PR #640, opened 2026-06-10
Add harm bound to AHR designs

LittleBeannie:
To solve issue #618.

@jdblischak: In addition to "Efficacy" and "Futility" bound, I added "Harm" bound, which sequentially leads to some changes in `gs_bound_summary()`. The changes in `gs_bound_summary()` is suggested by GPT5.5. Could you please review if these AI-suggested changes looks good to you?

PR #673, opened 2026-09-11
Retain harm bound in to_integer() for AHR designs

yihui:
## Problem

`to_integer.gs_design()` rebuilds an AHR group sequential design with `gs_power_ahr()` at the rounded integer event counts, but the reconstruction did not forward the harm bound arguments (`harm`, `hpar`, `test_harm`). As a result, the harm boundary was silently dropped whenever an AHR design with harm bounds was converted to integer events:

```r
x <- gs_design_ahr(
  analysis_time = c(18, 30),
  upper = gs_spending_bound,
  upar = list(sf = gsDesign::sfLDOF, total_spend = 0.025, param = NULL),
  lower = gs_spending_bound,
  lpar = list(sf = gsDesign::sfHSD, total_spend = 0.1, param = -2),
  harm = gs_spending_bound,
  hpar = list(sf = gsDesign::sfHSD, total_spend = 0.05, param = -2),
  test_harm = TRUE
)
unique(x$bound$bound)              #> "upper" "harm" "lower"
unique(to_integer(x)$bound$bound)  #> "upper" "lower"   <- harm lost
```

This surfaced while wiring harm bounds through the gsDesign2 Shiny app (keaven/gsDesign2Shiny#76), where integer sample sizes are on by default.

## Fix

Forward `harm`/`hpar`/`test_harm` from `x$input` into the `gs_power_ahr()` call in the AHR/WLR branch. These fields are always present on the input and default to `gs_b`/`-Inf`/`FALSE` for designs without a harm bound, so non-harm designs are unaffected. `gs_power_wlr()` does not accept harm arguments, so the change is guarded to the AHR case (`is_ahr`).

After the fix, `to_integer()` retains the harm bound and the cumulative harm crossing probability under H0 at the final analysis matches the input (0.05 in the example above).

## Tests

Added an independent test asserting the harm bound survives `to_integer()` and that the final cumulative H0 harm crossing probability equals the requested total spend. Existing `to_integer` tests still pass.

### DIFF
--- a/tests/testit/test-independent-to_integer.R
+++ b/tests/testit/test-independent-to_integer.R
@@ -215,24 +215,3 @@ assert("to_integer.gs_design performs correctly with large sample sizes", {
   (all(result$analysis$event %% 1 == 0)) # Ensure events are integers
   (all(result$analysis$n %% 1 == 0)) # Ensure sample sizes are integers
 })
-
-assert("to_integer.gs_design retains the harm bound (test.type 7/8 equivalent)", {
-  design_ahr <- gs_design_ahr(
-    analysis_time = c(18, 30),
-    upper = gs_spending_bound,
-    upar = list(sf = gsDesign::sfLDOF, total_spend = 0.025, param = NULL),
-    lower = gs_spending_bound,
-    lpar = list(sf = gsDesign::sfHSD, total_spend = 0.1, param = -2),
-    harm = gs_spending_bound,
-    hpar = list(sf = gsDesign::sfHSD, total_spend = 0.05, param = -2),
-    test_harm = TRUE
-  )
-
-  result <- to_integer(design_ahr)
-
-  # The harm bound must survive the conversion to integer events
-  ("harm" %in% result$bound$bound)
-  # Cumulative harm crossing under H0 at the final analysis matches the input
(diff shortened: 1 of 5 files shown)


tests/testit/test-independent-to_integer.R
```diff
@@ -215,3 +215,24 @@ assert("to_integer.gs_design performs correctly with large sample sizes", {
...
+  )
+
+  result <- to_integer(design_ahr)
+
+  # The harm bound must survive the conversion to integer events
+  ("harm" %in% result$bound$bound)
+  # Cumulative harm crossing under H0 at the final analysis matches the input
+  harm_h0 <- result$bound$probability0[result$bound$bound == "harm"]
+  (abs(max(harm_h0) - 0.05) < 1e-6)
+})
```
jdblischak: IIUC I think this test should be moved to `test-developer-to_integer.R`

jdblischak (commented):
xref: follow-up to https://github.com/Merck/gsDesign2/pull/640

tests/testit/test-independent-to_integer.R
yihui: Sure. Done. Thanks!

jdblischak (approved):

LittleBeannie (approved):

(REQUIRED WORK) Reproduce the data shown above exactly.

(ANSWER BOX)
PR #640, opened 2026-06-10
Add harm bound to AHR designs

LittleBeannie:
To solve issue #618.

@jdblischak: In addition to "Efficacy" and "Futility" bound, I added "Harm" bound, which sequentially leads to some changes in `gs_bound_summary()`. The changes in `gs_bound_summary()` is suggested by GPT5.5. Could you please review if these AI-suggested changes looks good to you?

PR #673, opened 2026-09-11
Retain harm bound in to_integer() for AHR designs

yihui:
## Problem

`to_integer.gs_design()` rebuilds an AHR group sequential design with `gs_power_ahr()` at the rounded integer event counts, but the reconstruction did not forward the harm bound arguments (`harm`, `hpar`, `test_harm`). As a result, the harm boundary was silently dropped whenever an AHR design with harm bounds was converted to integer events:

```r
x <- gs_design_ahr(
  analysis_time = c(18, 30),
  upper = gs_spending_bound,
  upar = list(sf = gsDesign::sfLDOF, total_spend = 0.025, param = NULL),
  lower = gs_spending_bound,
  lpar = list(sf = gsDesign::sfHSD, total_spend = 0.1, param = -2),
  harm = gs_spending_bound,
  hpar = list(sf = gsDesign::sfHSD, total_spend = 0.05, param = -2),
  test_harm = TRUE
)
unique(x$bound$bound)              #> "upper" "harm" "lower"
unique(to_integer(x)$bound$bound)  #> "upper" "lower"   <- harm lost
```

This surfaced while wiring harm bounds through the gsDesign2 Shiny app (keaven/gsDesign2Shiny#76), where integer sample sizes are on by default.

## Fix

Forward `harm`/`hpar`/`test_harm` from `x$input` into the `gs_power_ahr()` call in the AHR/WLR branch. These fields are always present on the input and default to `gs_b`/`-Inf`/`FALSE` for designs without a harm bound, so non-harm designs are unaffected. `gs_power_wlr()` does not accept harm arguments, so the change is guarded to the AHR case (`is_ahr`).

After the fix, `to_integer()` retains the harm bound and the cumulative harm crossing probability under H0 at the final analysis matches the input (0.05 in the example above).

## Tests

Added an independent test asserting the harm bound survives `to_integer()` and that the final cumulative H0 harm crossing probability equals the requested total spend. Existing `to_integer` tests still pass.

### DIFF
--- a/tests/testit/test-independent-to_integer.R
+++ b/tests/testit/test-independent-to_integer.R
@@ -215,24 +215,3 @@ assert("to_integer.gs_design performs correctly with large sample sizes", {
   (all(result$analysis$event %% 1 == 0)) # Ensure events are integers
   (all(result$analysis$n %% 1 == 0)) # Ensure sample sizes are integers
 })
-
-assert("to_integer.gs_design retains the harm bound (test.type 7/8 equivalent)", {
-  design_ahr <- gs_design_ahr(
-    analysis_time = c(18, 30),
-    upper = gs_spending_bound,
-    upar = list(sf = gsDesign::sfLDOF, total_spend = 0.025, param = NULL),
-    lower = gs_spending_bound,
-    lpar = list(sf = gsDesign::sfHSD, total_spend = 0.1, param = -2),
-    harm = gs_spending_bound,
-    hpar = list(sf = gsDesign::sfHSD, total_spend = 0.05, param = -2),
-    test_harm = TRUE
-  )
-
-  result <- to_integer(design_ahr)
-
-  # The harm bound must survive the conversion to integer events
-  ("harm" %in% result$bound$bound)
-  # Cumulative harm crossing under H0 at the final analysis matches the input
(diff shortened: 1 of 5 files shown)


tests/testit/test-independent-to_integer.R
```diff
@@ -215,3 +215,24 @@ assert("to_integer.gs_design performs correctly with large sample sizes", {
...
+  )
+
+  result <- to_integer(design_ahr)
+
+  # The harm bound must survive the conversion to integer events
+  ("harm" %in% result$bound$bound)
+  # Cumulative harm crossing under H0 at the final analysis matches the input
+  harm_h0 <- result$bound$probability0[result$bound$bound == "harm"]
+  (abs(max(harm_h0) - 0.05) < 1e-6)
+})
```
jdblischak: IIUC I think this test should be moved to `test-developer-to_integer.R`

jdblischak (commented):
xref: follow-up to https://github.com/Merck/gsDesign2/pull/640

tests/testit/test-independent-to_integer.R
yihui: Sure. Done. Thanks!

jdblischak (approved):

LittleBeannie (approved):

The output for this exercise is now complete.